By now it should be blatantly obvious to even the most diehard socialist that Venezuela’s “Bolivarian revolution” has been an economic and social disaster.
Since 2013, the country’s real gross domestic product has dropped nearly 20 percent. Inflation has spiked and could very well explode into hyperinflation if President Nicolas Maduro’s regime does not change course – and soon. The Venezuelan bolivar has plummeted and ordinary citizens are above all anxious to get their hands on some good old U.S. dollars.
European fellow travelers have echoed President Maduro’s explanations for the economic disaster. “Greedy capitalists” are raising prices and stoking inflation, while the U.S. government is “sabotaging” the economy.
Any economics student, however, would not need to consider the Venezuelan collapse long to conclude that this is the famous case described by American economists Thomas Sargent and Neil Wallace in an oft-cited 1981 article, “Some Unpleasant Monetarist Arithmetic.”
Inflation is a monetary phenomenon, but it can also be triggered by unsustainable public finances
Sargent and Wallace argue that even though inflation is fundamentally a monetary phenomenon, it can also be triggered by unsustainable public finances, which create expectations that the central bank will sooner or later be forced by the government to finance the budget deficit. These expectations by themselves will cause inflation to spike.
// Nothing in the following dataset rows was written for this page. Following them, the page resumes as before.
PR #3154, opened 2025-05-21
Fix DB dockerfile env var warning

JohnStrunk:
**Description**

Fixed warning about "Legacy key/value format with whitespace separator should not be used" in Dockerfiles

This PR fixes #

**Notes for Reviewers**

**Signed commits**


sgoggins (approved):
I've seen this error and agree it should be fixed. Thanks @JohnStrunk !!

Of course, this is exactly what has happened in Venezuela. Even before oil prices started plunging, the country’s public finances were looking shaky after massive increases in government spending. As oil prices started to come down in mid-2014, it soon became evident that Venezuela’s fiscal condition was catastrophic.
Once Venezuela’s central bank began to print money to finance the deficit, it didn’t take a genius to predict a sharp rise in inflation.
Shoot the messenger
Instead of acknowledging the fundamental problem – wildly unsound public finances – the Venezuelan regime decided to blame the country’s misery on “evil speculators.” Consequently, it introduced draconian price controls.
As any first-year economics student would tell you, introducing price controls and forcing retailers to sell below what would have been the market rate will cause goods to disappear from the shops. And sure enough, the shelves are empty today in Caracas.
It all goes to show that not even socialists can defy gravity. Sooner or later, economic reality sets in. Venezuela’s epic collapse is yet more proof that socialism always ends in disaster.